PR #914, opened 2020-02-20
Add dcpmm plugin

prabiegx:
The dcpmm plugin will collect Intel(R) Optane(TM) DC Persistent Memory related performance statistics.


prabiegx:
One of the CI builds did not pass, but issue looks to be result of unstable build environment and not related to this change. @bastelfreak can this job be re-run?

PR #917, opened 2020-03-06
Add CentOS 8 support

traylenator:

Add CentOS 8 support

The main differences for CentOS 8 are:
* There is now a new collectd-utils package containing collectdctl
* collectd-python is now a seperate sub package
* python is python3.
* pip command is now pip3
* The rabbitmq plugin no longer works due to lack of python3 support

The `python_dir` fact will fall back to `/usr/libexec/platform-python`
if `python3` does not exist on the path. This is the python
that collectd uses and  significantly all that collectd-python requires.

Note that setting `collectd::ci_package_repo` true will currently
result in yum being configured with a non existant repo since
https://pkg.ci.collectd.org/rpm/ does not exist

**********

◆ **Task statement**
Your response should consist solely of the lines from the one that holds "The dcpmm plugin" through the end of the listing above, reproduced exactly.

◆ **Answer section**
The dcpmm plugin will collect Intel(R) Optane(TM) DC Persistent Memory related performance statistics.


prabiegx:
One of the CI builds did not pass, but issue looks to be result of unstable build environment and not related to this change. @bastelfreak can this job be re-run?

PR #917, opened 2020-03-06
Add CentOS 8 support

traylenator:

Add CentOS 8 support

The main differences for CentOS 8 are:
* There is now a new collectd-utils package containing collectdctl
* collectd-python is now a seperate sub package
* python is python3.
* pip command is now pip3
* The rabbitmq plugin no longer works due to lack of python3 support

The `python_dir` fact will fall back to `/usr/libexec/platform-python`
if `python3` does not exist on the path. This is the python
that collectd uses and  significantly all that collectd-python requires.

Note that setting `collectd::ci_package_repo` true will currently
result in yum being configured with a non existant repo since
https://pkg.ci.collectd.org/rpm/ does not exist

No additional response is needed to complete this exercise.